Après avoir été soignée pendant 1 mois dans un centre d’accueil, elle sort. Une « madame » vient à sa rencontre. Ces « madames » sont des proxénètes. Les nigérianes leur doivent obéissance à cause d’un serment fait devant un chef traditionnel.

« Une personne de mon camp m’a conduite à une femme. Elle m’a dit qu’elle était ma ‘madame’. Elle m’a tout pris, l’adresse du camp, mes numéros de téléphones. C’était l’hiver mais chaque nuit, ils m’emmenaient dans la rue. Je n’étais pas capable de faire le job. Je ne ramenais pas d’argent, alors elle me battait beaucoup. »

Comme Edith, Joy a croisé la route d’une « madame ». Elle a quitté sa maison pour fuir un mariage forcé. Pensant y trouver refuge, elle se rend chez une amie de sa mère. Mais celle-ci l’accompagne en Libye et la vend à une « madame ».

« Mon monde s’est écroulé. J’étais désespérée. C’était vraiment dur et dégoutant de me voir comme ça. Je me demandais pourquoi avoir fui ce vieil homme auquel on voulait me marier pour me retrouver à coucher pour du business, non pas avec un, ni avec deux, mais avec des milliers d’hommes. Et je ne pouvais même pas payer l’argent qu’elle me demandait. Je ne pouvais pas faire beaucoup. Je n’étais pas préparée à cela, je n’avais pas la force. Je pleurais tout le temps. Je priais, je priais Dieu : s’il ne voulait pas que je meure dans ce pays appelé Libye où il m’avait envoyé , il fallait qu’il m’apporte de l’aide. J’étais toute seule. Mon unique amie, c’était ma Bible. »

Mais en mars 2018, un roi traditionnel invalide publiquement tous les serments de ces jeunes femmes. Cette annonce est publiée sur les réseaux sociaux. Des milliers de femmes nigérianes se libèrent de l’influence de leur « madame ».
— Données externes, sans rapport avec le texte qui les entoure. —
Issue #12729, opened 2026-07-02
Migrate issue tracking Linear → GitHub Issues (epic pointer)


itstimwhite:
## Source

* Ad-hoc (Tim, 2026-07-02): move to GitHub Issues, drop the Linear subscription.

## Status

Migration is tracked ON GITHUB (dogfooding the destination):

* Phase 1 (tracker shim + qa-swarm dual-write): PR [https://github.com/JovieInc/Jovie/pull/12724](<https://github.com/JovieInc/Jovie/pull/12724>)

Joy raconte qu’en quittant sa proxénète, elle a rencontré une communauté chrétienne qui va à la rencontre des nigérianes dans les rues et les centres d’accueil.

« Rencontrer la communauté de San’t Egidio, ça a été un moment merveilleux ; de trouver des gens qui t’aiment, qui prennent soin de toi et qui pensent toujours d’abord à tes intérêts… Même s’ils ne te connaissent pas et qu’ils ne savent pas d’où tu viens, ils font de leur mieux pour que tu deviennes une meilleure version de toi-même. C’était un privilège pour moi de rencontrer ces personnes après de longues années de peine, de souffrances et de rejet. Je suis heureuse et pleine de gratitude de les avoir rencontrées. »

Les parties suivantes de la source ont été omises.